*** Input for this task ***

PR #600, opened 2025-06-22
refactor: simpler stacktraces for tangents

MilesCranmer:
Rather than splitting `tangent_type` between codegen and compute time, this moves it all to codegen time. The result is much simpler stack traces

Helps address my complaint about hard-to-debug stack traces here: https://github.com/chalk-lab/Mooncake.jl/pull/594#issuecomment-2993801064.

Now the stack overflows will be a bit clearer.

Since the changed functions are all `@foldable`, moving all the calculation to codegen time does not change the assumptions made (I think).

### DIFF
--- a/src/tangents.jl
+++ b/src/tangents.jl
@@ -114,11 +114,7 @@ function _possibly_uninit(::Type{T}, init::Bool) where {T}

*** End of Input for this task ***

• Task instructions
Please transcribe all of the records, keeping every line exactly as it is.

• Solution to this problem
PR #600, opened 2025-06-22
refactor: simpler stacktraces for tangents

MilesCranmer:
Rather than splitting `tangent_type` between codegen and compute time, this moves it all to codegen time. The result is much simpler stack traces

Helps address my complaint about hard-to-debug stack traces here: https://github.com/chalk-lab/Mooncake.jl/pull/594#issuecomment-2993801064.

Now the stack overflows will be a bit clearer.

Since the changed functions are all `@foldable`, moving all the calculation to codegen time does not change the assumptions made (I think).

### DIFF
--- a/src/tangents.jl
+++ b/src/tangents.jl
@@ -114,11 +114,7 @@ function _possibly_uninit(::Type{T}, init::Bool) where {T}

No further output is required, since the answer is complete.